Shakshuka and Eggs in Purgatory are very similar. The main difference between the two is that Shakshuka is a Middle Eastern dish that includes additional ingredients (cumin, peppers, and sweet paprika) in the tomato sauce. First originating in the Naples region of Italy, Eggs in Purgatory is often referred to as the “Italian Shakshuka” because they are so alike.



‘How to Make Eggs in Purgatory’

Servings: 4 | Prep Time: 5 minutes + time to build your fire | Cook Time: 20 minutes | Total Time: 25 minutes

 

Ingredients


  • 4 eggs
  • 1 medium yellow onion, diced
  • 1 medium red bell pepper, diced
  • 1 can tomato sauce
  • 1 can fire-roasted tomatoes, diced
  • 2 tablespoons olive oil + additional olive oil to brush onto toast
  • ¼ teaspoon cayenne pepper
  • 1 teaspoon dry oregano
  • 4 slices of sourdough bread (about 1-inch thick)
  • Fresh basil, sliced into ribbons
  • Salt and pepper to taste


Materials

  • Dutch Oven
  • Cowboy Tongs
  • Open Fire Gloves
  • Charcoal Starter


Instructions

  1. Make a fire and create hot coals.
  2. In a 4-quart cast iron Dutch oven over a bed of 8-10 coals, add olive oil and allow to heat for 1-2 minutes.
  3. Add diced yellow onion and red bell pepper and sauté for 2-3 minutes or until slightly tender.
  4. Add tomato sauce and fire-roasted tomatoes and bring to a low simmer, adding fresh coals as needed to increase or maintain your temperature.
  5. Once you reach a low simmer, add your cayenne pepper and oregano as well as salt and pepper to taste.
  6. Adjust the coals beneath your dutch oven to 6 evenly-spaced pieces of charcoal.
  7. Using the back of a spoon or spatula, create four wells or craters in your sauce and crack each egg into its own well, trying not to break the yolk or have the eggs run into each other.
  8. Cover your dutch oven and add 8-10 pieces of charcoal to the lid.
  9. Check your eggs every two minutes until the white is opaque and the yolk is slightly firm.
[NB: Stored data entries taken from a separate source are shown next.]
PR #992, opened 2016-05-16
cluster-autoscaler: Fix slicing pods into old pods and new pods

fgrzadkowski:
Previously after updating pod status all pods had `LastTransitionTime` after the threshold (time of newest node becoming available).

Additionally fix our makefile so that it's not required to set `REGISTRY` for every rule.

https://github.com/kubernetes/kubernetes/issues/24404

@mwielgus @jszczepkowski @piosz

### DIFF
--- a/cluster-autoscaler/cluster_autoscaler.go
+++ b/cluster-autoscaler/cluster_autoscaler.go
@@ -90,7 +90,7 @@ func main() {
 					continue
 				}
 
-				pods, err := unschedulablePodLister.List()
+				allPods, err := unschedulablePodLister.List()
 				if err != nil {
 					glog.Errorf("Failed to list unscheduled pods: %v", err)
 					continue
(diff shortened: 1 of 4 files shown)


cluster-autoscaler/cluster_autoscaler.go
```diff
@@ -99,11 +99,12 @@ func main() {
...
 				// the newest node became available for the scheduler.
 				allNodesAvailableTime := GetAllNodesAvailableTime(nodes)
-				resetOldPods(kubeClient, pods, allNodesAvailableTime)
+				oldPods, newPods := SlicePodsByPodScheduledTime(pods, allNodesAvailableTime)
+				ResetPodScheduledCondition(kubeClient, oldPods)
 
 				// From now on we only care about unschedulable pods that were marked after the newest
 				// node became available for the scheduler.
-				pods = filterOldPods(pods, allNodesAvailableTime)
+				pods = newPods
```
piosz: Do you need to introduce this new variable?

cluster-autoscaler/utils.go
```diff
@@ -147,40 +147,39 @@ func GetAllNodesAvailableTime(nodes []*kube_api.Node) time.Time {
...
+		if condition != nil {
+			if condition.LastTransitionTime.After(threshold) {
+				newPods = append(newPods, pod)
+			} else {
+				oldPods = append(oldPods, pod)
+			}
 		}
 	}
-	return result
+	return
```
piosz: Remove

piosz:
LGTM, just a nit

cluster-autoscaler/utils.go
fgrzadkowski: As discussed offline this is required.

cluster-autoscaler/cluster_autoscaler.go
fgrzadkowski: Done.

fgrzadkowski:
Apart from addressing your comments I'm adding a separate commit that fixes our makefile.

piosz:
LGTM

PR #996, opened 2016-05-16
Wild guess at inability to find LGTM

lavalamp:


lavalamp:
I did a small amount of debugging-- I can say that the Etag github returns doesn't change if you e.g. delete a comment from the PR.

eparis:
Were you looking at the events api?  I doesn't show comments at all...  Labels, assignments, subscriptions...

lavalamp:
I was running this in --dry-run mode and printing out the HTTP req/resp.

lavalamp:
AFAICT, you still get a cache hit if you change something like e.g. deleting a comment.

eparis:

To Serve Eggs in Purgatory

Add a light coat of olive oil to each slice of sourdough and toast over coals or a fire. Put the toast on a plate and spoon the sauce and one egg onto each slice. Add salt and pepper as needed, then top with the sliced basil.

Even the best dutch oven recipes can be improved with a few additions: for a special touch, make a tomato sauce from scratch using fresh tomatoes, or add a spicy sausage to boost the heat.